Regarding the options -t and -t64 - from what I see they allows to just pass the (previously selected) tool to the execution, i.e.

-t64  [default ]
    Specify tool binary for Intel(R) 64 architecture

So, form what I understand, you need to know the target's architecture prior to using those options.

While pe_check is an app that checks the bitness of the target, and is used to decide what should be a configuration variant selected, including which DLL to pass it. How exactly do you envision replacing pe_check with those options? Can you write an exact commandline that would have exactly the same functionality as the current one, with pe_check? If it works better, of course I will use it instead.

[JuliaPoo]

Sorry for the late reply, I missed the email notification. I think having an automatic installer is a good idea, and I can't find where in the license that disallows doing so. I'm referring to PIN 3.21, which has some changes in licensing from 3.18, so that might be what you're referring to? I'd admit I don't have the habit of looking through licenses.

Another reason for moving it out of the pin directory is to separate this repo's code from PIN stuff, but I can see the benefits of having all your pintools in one place.

Regarding the options -t and -t64, I'm aware of what they stand for, though it is implied that pin would try to detect if the target is 32bit or 64bit (it has to decide which to use for -follow_execv afterall).

I ran a few experiments on PIN 3.21

:: Uses tool64.dll and launches test64.exe (correct)
pin -t64 tool64.dll -t tool32.dll -- test64.exe 

:: Uses tool32.dll and launches test32.exe (correct)
pin -t64 tool64.dll -t tool32.dll -- test32.exe

:: Uses tool32.dll and launches C:\Windows\SysWow64\notepad.exe (wrong)
pin -t64 tool64.dll -t tool32.dll -- C:\Windows\System32\notepad.exe

:: Uses tool32.dll and launches C:\Windows\SysWow64\notepad.exe (correct)
pin -t64 tool64.dll -t tool32.dll -- C:\Windows\SysWow64\notepad.exe

:: Uses tool64.dll and launches C:\Windows\System32\notepad.exe (correct)
pin -t tool64.dll -- C:\Windows\System32\notepad.exe

:: Uses tool32.dll and launches C:\Windows\SysWow64\notepad.exe (wrong)
pin -t tool32.dll -- C:\Windows\System32\notepad.exe

Which I think, means that while pin does know which tool to use, it has some trouble parsing the path of the target binary.
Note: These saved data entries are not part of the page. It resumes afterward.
PR #323, opened 2026-05-15
perf(bridge): skip pre-history in batched withdrawal fetch

dewanshparashar:
## Why

#322 stopped Mind Network from blowing up the RPC with oversized `eth_getLogs` queries — but the fix slices the chain into 10k-block batches, and Mind is now at ~59.7M blocks. For users with any L3 activity on Mind, every page-load still fires ~6,000 `fetchWithdrawals` invocations → **~18,000 network calls**  and **~20 minutes** to fully resolve. The vast majority of those batched-withdrawal fetches return zero - because the user can't have withdrawn before their first L3 tx ever landed.

## Change

Binary-search for the lowest block where the sender has nonce > 0 (their first L3 tx) and use it as the `fromBlock` for batching. ~26 sequential `eth_getTransactionCount` calls upfront, but cuts thousands of pointless batches.

Gated to:
- Orbit chains where `senderNonce > 0` (the existing `senderNonce === 0` early-return handles zero-nonce users)
- Self-withdrawals (`sender == receiver`) — same heuristic as the existing receiver gate
- Small batch sizes (`≤ 100k`) — skips ApeChain (5M batch, ~8 total batches) where the probe cost outweighs the savings

Falls back to `fromBlock = 0` if the RPC rejects historical nonce queries.

## Performance impact

**Mind Network** (chain 228, ~59.7M blocks, 10k batch size):

| Scenario | Before any fix | After #322 | After this PR |
|---|---|---|---|
| Zero-nonce user (no L3 activity) | ~3 calls / instant | **1 call / instant** | 1 call / instant |
| Active user (has L3 activity) | Tx history breaks - RPC returns query too large | ~18,000 calls / ~20 min | **~3,000 calls¹ / ~60s** |

¹ Scales with how recently the user first transacted on Mind. Most users will land between 1,500–5,000 calls.

**Other batched Orbit chains**:

| Chain | Before #322 | After #322 | After this PR |
|---|---|---|---|
| T-REX (1628, 1.28M blocks, 10k batch) | ~384 calls | unchanged | **~100–380 calls** |
| ApeChain (33139, 38M blocks, 5M batch) | ~24 calls | unchanged | unchanged (intentionally excluded — probe cost would outweigh savings) |

## Test plan
- [ ] Test for `0x1BD4a8FcaFa8e16c6DF3C5C9E2359beF2D03A807` (wallet with mind network activity) and see the difference between this vs prod
- [ ] Tx history experience for the rest of the use cases remains unchanged

### DIFF
--- a/packages/arb-token-bridge-ui/src/hooks/useTransactionHistory.ts
+++ b/packages/arb-token-bridge-ui/src/hooks/useTransactionHistory.ts
@@ -315,7 +315,10 @@ export async function fetchWithdrawalsInBatches(
       typeof params.batchSizeBlocks === 'number' &&
       params.batchSizeBlocks <= SMALL_BATCH_SIZE_THRESHOLD;
 
-    if (batchSizeIsSmall && params.receiver && addressesEqual(params.sender, params.receiver)) {
+    // Apply when there are no separate receiver queries to worry about:
+    // either receiver is undefined (e.g., SCW connected to child chain — only
+    // sent txns are fetched), or receiver == sender (EOA self-withdrawal).
+    if (batchSizeIsSmall && (!params.receiver || addressesEqual(params.sender, params.receiver))) {
       const firstBlock = await findFirstBlockWithNonce({
         address: params.sender,
         provider: params.l2Provider,
--- a/packages/arb-token-bridge-ui/src/hooks/useTransactionHistory.ts
+++ b/packages/arb-token-bridge-ui/src/hooks/useTransactionHistory.ts
@@ -322,7 +322,7 @@ export async function fetchWithdrawalsInBatches(
         latestBlock: latestBlockNumber,
       });
       if (firstBlock > fromBlock) {
-        fromBlock = firstBlock;
+        fromBlock = Math.max(0, firstBlock - 1);
       }
     }
   }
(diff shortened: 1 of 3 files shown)


packages/arb-token-bridge-ui/src/hooks/useTransactionHistory.ts
```diff
@@ -300,6 +300,31 @@ export async function fetchWithdrawalsInBatches(
...
+    // Only do this when BATCH_FETCH_BLOCKS is small. On chains like ApeChain
+    // (5M batch size, ~8 total batches), the ~25 sequential probe calls cost
+    // more than they save. On Mind/T-REX (10k batch size, hundreds/thousands
+    // of batches), the savings dominate.
+    const SMALL_BATCH_SIZE_THRESHOLD = 100_000;
+    const batchSizeIsSmall =
+      typeof params.batchSizeBlocks === 'number' &&
+      params.batchSizeBlocks <= SMALL_BATCH_SIZE_THRESHOLD;
+
+    if (batchSizeIsSmall && params.receiver && addressesEqual(params.sender, params.receiver)) {
```
fionnachan: the `addressesEqual` comparison is not very accurate because `params.sender` or `params.receiver` will be `undefined` when we don't want to include txs when the address is the sender or recipient respectively

so even if `params.sender` is `undefined`, it could still mean that the recipient and the sender are the same address

Image

fionnachan (approved):
LGTM!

I'm unsure if this is intended behavior on PIN's end, but it does mean that pe_check.exe is still necessary.

My main concern with using the pe_check.exe is that -follow_execv would be broken in cases when the target process launches a child with different "bitness", since pin doesn't know the existence of both pintools.

[hasherezade]

@JuliaPoo - thank you, I actually missed that you can pass both tools to the pin. I fixed it now. Regarding the license, I will review the updates, and in case if distribution of the compiled binaries is now permitted, I will make an installer.

[JuliaPoo]

The current fix fails for the case of System32 and SysWow64 where the target binary is 64bit but there is a 32bit binary in the paths with the same name, and this is despite providing PIN the full path to the 64bit target. E.g. pin -t64 tool64.dll -t tool32.dll -- C:\Windows\System32\notepad.exe is expected to launch C:\Windows\System32\notepad.exe but it instead launches C:\Windows\SysWow64\notepad.exe.

I'm convinced this is a bug on PIN's side (tested with 3.21 and 3.18), and this would not have been encountered in the previous solution with pe_check.exe.

So it's either:

1. Have tiny_tracer fail at the System32 and SysWow64 case (current solution)
2. Have tiny_tracer fail at follow_execv where the child process is a different bitness. (previous solution).

[hasherezade]

Thanks for checking. In such case, I would rather choose 2) and rollback the changes.

[JuliaPoo]

Nice! Since this issue is settled, I'll be closing it.